• Brasillach, la droite et le style

    Robert BrasillachUne réputation, bonne ou mauvaise, est toujours un atout. C'est à cause de la sienne, exécrable, que j'ai lu du Robert Brasillach.
    Cet écrivain né en 1909 a été fusillé après la guerre. Surtout parce qu'il a dirigé l'hebdomadaire Je suis partout pendant les années d'occupation, y prônant la haine des Juifs, la destruction des communistes et y montrant son admiration pour le IIIème Reich. Il n'était pourtant pas satisfait de la collaboration avec les nazis. Ce qu'il voulait, lui, c'était un fascisme à la française, personnel, et pas une sujétion à l'Allemagne.
    Après sa condamnation à mort, une pétition d'intellectuels n'a pas décidé le général de Gaulle à le gracier. Peut-être, a-t-on suggéré, à cause des « préférence sexuelles » de Brasillach, qui était homosexuel. Plus sûrement parce que le général devait donner des gages aux communistes, et que Brasillach était considéré comme responsable de la mort de beaucoup d'entre eux.

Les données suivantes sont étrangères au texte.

PR #1973, opened 2026-05-07
Details panel: Add version upload dialog with product picker and task linking

### LINKED ISSUE #1918: Details panel: Add version upload dialog with product picker and task linking
## Story
As a user, I want the same version upload dialog (with product picker, version calculation, and task linking) when uploading a version from the details panel, so I have consistent control over the upload, regardless of the entry point.

### Problems

- The overview page version upload now provides a full dialog with product selection, automatic version calculation, and the ability to link a task to the uploaded version.
- - The details panel version upload does **not** show this dialog — it bypasses product picking, version calculation, and task linking entirely.
 - This inconsistency means users uploading from the details panel lose control over which product the version targets, what version number is assigned, and
   cannot link a task.

### Proposal
- Reuse the existing version upload dialog (product picker, version calculation, task linking) when uploading a version from the details panel.
 - Ensure behavior is consistent with the overview page upload flow.

## TODO

 - [ ] Integrate the version upload dialog into the details panel upload flow
 - [ ] Ensure product picker, version calculation, and task linking all work in this context

- [ ] ...

filipvnencak:
## Description of changes 
Details Panel "Upload version" now opens the same rich dialog (product picker, version calc, task linking) used on Overview/VP pages. Before: simple inline dialog that bypassed picker/calc/linking.

Works from both triggers:                                                                                                                                                                                      
  - Drag files onto the panel → "Upload version" drop zone                                                                                              
  - Right-click thumbnail → "Upload version" 

## Technical details

§- Added `useOptionalVersionUploadContext()` — non-throwing variant of the hook for shared components.  
- `EntityPanelUploader.handleVersionUpload` now intercepts when the provider is mounted: queues files into context `pendingFiles`, opens dialog with prefilled product/folder/task/latestVersion. Existing dialog flow does the rest.         
- Inbox page now wraps its Details Panel with `VersionUploadProvider` + `UploadVersionDialog` so the new flow works there too. Tasks Progress was already covered (it renders inside ProjectPage which already mounts the provider).

### DIFF
--- a/shared/src/components/EntityPanelUploader/EntityPanelUploader.tsx
+++ b/shared/src/components/EntityPanelUploader/EntityPanelUploader.tsx
@@ -15,6 +15,7 @@ import { toast } from 'react-toastify'
 import { useReviewablesUpload } from '../ReviewablesList'
 import { useDetailsPanelContext } from '@shared/context'
 import EntityPanelUploaderDialog from './EntityPanelUploaderDialog'
+import { useOptionalVersionUploadContext } from '@shared/components'
 import {
   sanitizeProductName,
   createProductHelper,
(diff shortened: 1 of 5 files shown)


Innders (changes requested):
Works nicely!

Could you please just take a look at this bug as well.

The No versions published yet message is showing even when I have just published a new version.

Image

Innders (approved):

PR #1985, opened 2026-05-12
Group by: lost when having additional view opened when refreshing the page

### LINKED ISSUE #1980: Group by: lost when having additional view opened  when refreshing the page
## Story
When having opened e.g. Details panel and any sort of Groupping and refresh the page via F5 it looses the groupping and get disabled.

Image

### To reproduce

1. Navigate to Products page and enable any sort of groupping
2. Select some product and open the Details panel
3. Refresh the page
4. Groupping is lost

### Expected behavior

Group by should stay enabled and configured when refreshing the pages

## Environment

Latest server 1.15.1
WIN 11
MS Edge (also spotted in Chrome)

filipvnencak:
## Description of changes 

Fixes Group by  being wiped when refreshing a page that has the Details panel open. Affects Products, Overview, and Tasks Progress.

## Technical details

- `onUriOpen` now receives `source: 'uri' | 'url'`. Page-level handlers only reset filters / groupBy / hierarchy when `source === 'uri'` (true URI navigation); plain URL refresh (`?project&type&id`) leaves view state alone.
- Fixed a race in `VPToolbar.handleViewGroupByChange`: picking a new option fired both a sort-only `onUpdateColumns` PATCH and the grouping PATCH in parallel, and the stale columns payload could land last and overwrite `showProducts: true`. Sort-only PATCH is now skipped when the grouping selection itself is changing, and the grouping update is awaited.
- Same gate applied in `ProjectOverviewPage` and `TaskProgressDetailsPanel`.
## Additional context

 Closes #1980

### DIFF
--- a/src/pages/VersionsProductsPage/components/VPToolbar/VPToolbar.tsx
+++ b/src/pages/VersionsProductsPage/components/VPToolbar/VPToolbar.tsx
@@ -74,14 +74,15 @@ const VPToolbar: FC = () => {
   }, [viewGroupBy, viewGroupByOptions, columns.groupBy, sorting])
 
   const handleViewGroupByChange = useCallback(
-    (values: { id: string; sortOrder?: boolean }[]) => {
+    async (values: { id: string; sortOrder?: boolean }[]) => {
       const value = values[0]
 
       // Get the grouping selection from the dropdown (what the user selected)
       const selectedGrouping = !value ? undefined : value.id === 'product' ? 'hierarchy' : value.id
+      const isGroupingChange = selectedGrouping !== viewGroupBy
 
       // Handle sort order changes by updating the columns config
-      if (value && value.sortOrder !== undefined) {
+      if (value && value.sortOrder !== undefined && !isGroupingChange) {
         const newDesc = !value.sortOrder // invert sortOrder to desc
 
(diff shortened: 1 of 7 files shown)


src/pages/VersionsProductsPage/components/VPToolbar/VPToolbar.tsx
```diff
@@ -105,14 +106,14 @@ const VPToolbar: FC = () => {
       }
 
       // Handle grouping selection change (only if selection actually changed)
-      if (selectedGrouping !== viewGroupBy) {
+      if (isGroupingChange) {
         if (!value) {
           // X clicked — flat list (no grouping, no products)
-          onUpdateViewGroupBy(undefined)
+          await onUpdateViewGroupBy(undefined)
         } else if (value.id === 'product') {
```
Innders, line 113: `onUpdateViewGroupBy` is not async so await does nothing here. Is it even required?

Innders (changes requested):

Innders (approved):

src/pages/VersionsProductsPage/components/VPToolbar/VPToolbar.tsx
filipvnencak: Hmmm, Not really, but from my point of view it's safe to keep with await for future.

    Bref: réputation plus que sulfureuse. Et donc, mon intérêt pour sa prose et son style, dont on dit grand bien.
    Mon ami Antonin Moeri prétendait à une certaine époque que tous les grands stylistes étaient de droite. Il citait Céline , Chardonne, je crois, et je ne sais plus qui.
    J'ai parlé ailleurs de Paul Morand et j'ai beaucoup fréquenté Drieu La Rochelle à une époque. Tous ont du style, certes, mais encore faudrait-il s'entendre sur ce mot et ce qu'il désigne. Parce que Céline et Morand, par exemple, ce n'est pas exactement le même genre d'écriture.
    Il me semble, subjectivement, que le mot style connote quelque chose de retenu, de hautain, de contrôlé. Ce qui veut dire que Proust n'en aurait pas? Et Céline, donc?
    On ne s'en sortira pas. Mais c'est peut-être une question de vocabulaire pour désigner les bons écrivains et indiquer leur tendance politique. Dans ce cas, on dira de ceux qui se sont situés à droite qu'ils ont du style et des autres qu'ils ont une écriture. Et que le talent est indépendant de l'opinion politique.
    Ou alors, Antonin, peux-tu m'éclairer?